* TASK ITEM:
In the material below, find each line with the string "looking" and copy it.

== Segment start ==

PR #507, opened 2023-04-07
revise ambiguous statements

rupertw:
Originally the statement may means shared subscriptions include key-shared subscriptions, but shared and key-shared are totally different subscription types.

- [x] `doc` 
- [ ] `doc-required` 
- [ ] `doc-not-needed` 
- [ ] `doc-complete`


tisonkun (approved):
Thank you! LGTM.

PR #513, opened 2023-04-12
[feat] Add client matrix page

urfreespace:
This closes https://github.com/apache/pulsar/issues/17098

### Documentation

- [ ] `doc` 
- [ ] `doc-required` 
- [x] `doc-not-needed` 
- [ ] `doc-complete` 

### Screenshot
matrix


momo-jun:
Thanks Lili. Add a few questions:
1. How to maintain the status in these tables? We need a user-friendly way so that maintainers can update the table on a regular basis.
2. Can we fold each table? Or add hot links on the right side so that users can read the whole page at a glance.
3. Can we add a scroll bar horizontally and vertically? Now the consumer matrix cannot be displayed in one screen, so we may lose the table header when looking at the bottom row.

BTW, We plan to add reader/tableview in the next delivery phase and can add them when iterating the matrix.

urfreespace:
> Thanks Lili. Add a few questions:
> 
> 1. How to maintain the status in these tables? We need a user-friendly way so that maintainers can update the table on a regular basis.
> 2. Can we fold each table? Or add hot links on the right side so that users can read the whole page at a glance.
> 3. Can we add a scroll bar horizontally and vertically? Now the consumer matrix cannot be displayed in one screen, so we may lose the table header when looking at the bottom row.
> 
> BTW, We plan to add reader/tableview in the next delivery phase and can add them when iterating the matrix.

done, PTAL, thanks @momo-jun

urfreespace:
image

Hi, @tisonkun would you pls help take a look at this CI problem? thanks very much

tisonkun:
@urfreespace fixed. It's because we now check-in yarn.lock to leverage yarn 3 pkg manager.

urfreespace:
> @urfreespace fixed. It's because we now check-in yarn.lock to leverage yarn 3 pkg manager.

thanks

docusaurus.config.js
```diff
@@ -393,6 +393,16 @@ module.exports = {
                 sidebarPath: false,
             }),
         ],
+        [
+          "content-docs",
```
tisonkun, line 397: If it's a standalone page, we may not need a docs plugin instance.

client-feature-matrix/index.mdx
```diff
@@ -0,0 +1,29 @@
...
+
+### Producer
+
+<Matrix data={producer} name="producer" />
+
+### Consumer
+
+<Matrix data={consumer} name="consumer" />
+
+See details and full version [here](https://docs.google.com/spreadsheets/d/1YHYTkIXR8-Ql103u-IMI18TXLlGStK8uJjDsOOA0T20/edit?usp=sharing)
```
tisonkun, line 29: After we land this page, shall this page be the source of truth so that we don't refer to the gdoc? Otherwise, why do we add such a page?

tisonkun (changes requested):
Thanks for your work! Comments inline. can be a blocker.

client-feature-matrix/index.mdx
momo-jun: Yes, it should be the source of truth. However, the page is a compact version at the pilot stage.
In case some users or maitainers still need more information from the working sheet, we attach the link here to not lose the connection with the full version.

tisonkun: Weird. Then we create two similar but different matrices, which seems not a good idea.

tisonkun: For example, I'm a developer, I cannot trust the page but have to look at the gdoc version because any updates will go there first. As a user, it's the same. This patch introduces a _maybe_ up-to-date version but any updates and nightly changes happen on the gdoc. Then I suggest we use only the gdoc and that should not worse the case.

momo-jun: Maybe I didn't make it clear. In this PR, we only add the matrix for Client, Producer, and Consumer. With more feedback/voice from the community, we will iterate and continue to add the matrix for Reader and TableView. After that, we can move the link.

tisonkun: Thanks for your explanation! I'd prefer to remove the link so that it's clear that we'd like to move to this page. Instead of leaving a workaround and it's highly possible the intermediate situation remains for a long time.

momo-jun (approved):
Looks good to me. Nice work! 
I will follow up with a few updates on the doc side.

client-feature-matrix/index.mdx
momo-jun, line 29:
```suggestion
See details and full version [here](https://docs.google.com/spreadsheets/d/1YHYTkIXR8-Ql103u-IMI18TXLlGStK8uJjDsOOA0T20/edit?usp=sharing).
```

docusaurus.config.js
urfreespace: it's a simplified way to implement the below effect (the absolute same TOC effect with the docs page)

image

@tisonkun

tisonkun: Thanks for your explanation! I agree with this trade-off now :D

== Segment end ==

* EXERCISE RESPONSE:
3. Can we add a scroll bar horizontally and vertically? Now the consumer matrix cannot be displayed in one screen, so we may lose the table header when looking at the bottom row.
> 3. Can we add a scroll bar horizontally and vertically? Now the consumer matrix cannot be displayed in one screen, so we may lose the table header when looking at the bottom row.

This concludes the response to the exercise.